More recent versions of Pandas have introduced support for nullable integers (e.g. Int64) and a proper string type. This backend is called numpy_nullable.

Even more recently, Pandas has also added an (Apache) pyarrow backend, which also has (different) nullable integers and string types.

A single DataFrame can contain columns with any mixture of these types.

The tdda.serial library supports all of these backends, but defaults to the nullable_numpy backend. In general, alternate backends may be specified with either the command-line switch --backend or -B, with values:

  • o or original for the original back end,

  • n or numpy_nullable for the numpy_nullable back end, and

  • a or pyarrow for the pyarrow back end.

The API generally uses a backend keyword argument on calls to specify the backend when appropriate.
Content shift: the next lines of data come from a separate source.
PR #507, opened 2024-04-28
Fix typos

tagliala:
```
codespell **/*.rb -L filetest,compliancy,reenable -w
```

Plus a manual fix of

```
lib/haml_lint/tree/root_node.rb:8: fo ==> of, for, to, do, go
```

### DIFF
--- a/lib/haml_lint/linter/rubocop.rb
+++ b/lib/haml_lint/linter/rubocop.rb
@@ -117,7 +117,7 @@ module HamlLint
         # so the lints will be recorded then.
         @lints = []
 
-        msg = "Corrections couldn't be transfered: #{e.message} - Consider linting the file " \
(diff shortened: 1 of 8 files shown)


lib/haml_lint/linter/rubocop.rb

CSVW and Frictionless data may also be used in place of .serial files. In the case of CSVW, the most common file name format is:

  • docdata-metadata.json

for data docdata.csv, and one of

  • docdata.resource.yaml

  • docdata.resource.json

  • docdata.package.yaml

  • docdata.package.json

for Frictionless.

If the metadata specifies the name of the flat file (which is usual for csvw and Frictionless, and allowed for tdda.serial) then the metadata file itself can be specified instead. For example:

from tdda.serial import csv_to_polars, csv_to_pandas

df1 = csv_to_pandas('docdata.serial')
df2 = csv_to_polars('docdata-metadata.json')
df3 = csv_to_polars('docdata.resource.yaml')
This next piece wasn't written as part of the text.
PR #535, opened 2024-12-31
Update README to show that we run Appraisal on haml 5/6 not 4/5

maddieholtzer:
**WHAT**

Update README to show that we run Appraisal on haml 5/6 not 4/5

would use three different metadata files that point to data to read them into three dataframes, the first using Pandas and the last two using Polars.

NOTE: (full function arguments) There are more optional parameters to the csv_to_pandas and csv_to_polars functions; see the detailed API documentation for details.

Using the tdda serial Command to Assist with Reading Flat Files

The tdda serial command can generate Python code or sets of keyword arguments for read_csv methods from Pandas or Polars.

tdda serial docdata.serial docdata_pandas.py --to pd.r

This command generates stand-alone Python code docdata_pandas.py containing a function for reading flat file in the format specified by docdata.serial with Pandas, taking the path to the datafile as an argument. (Standalone, here, means code that does not require the tdda library.)

tdda serial docdata.serial docdata_polars.py --to pl.r

This command generates Python code docdata_polars.py containing a function for reading flat file in the format specified by docdata.serial with Polars, taking the path to the datafile as an argument.

The --for parameter can be added so that the generated Python calls the function with the appropriate inpath. For example:

tdda serial docdata.serial docdata_polars2.py --to pl.r --for docdata.txt

Writing Data with tdda.serial (API)

Just as csv_to_pandas and csv_to_polars read flat files into dataframes for the two libraries, pandas_to_csv and polars_to_csv write data. Metadata files can have two roles in this process:

  • Metadata files can be written with the flat data to specify the format used (these can be .serial files, or CSVW files, or Frictionless files).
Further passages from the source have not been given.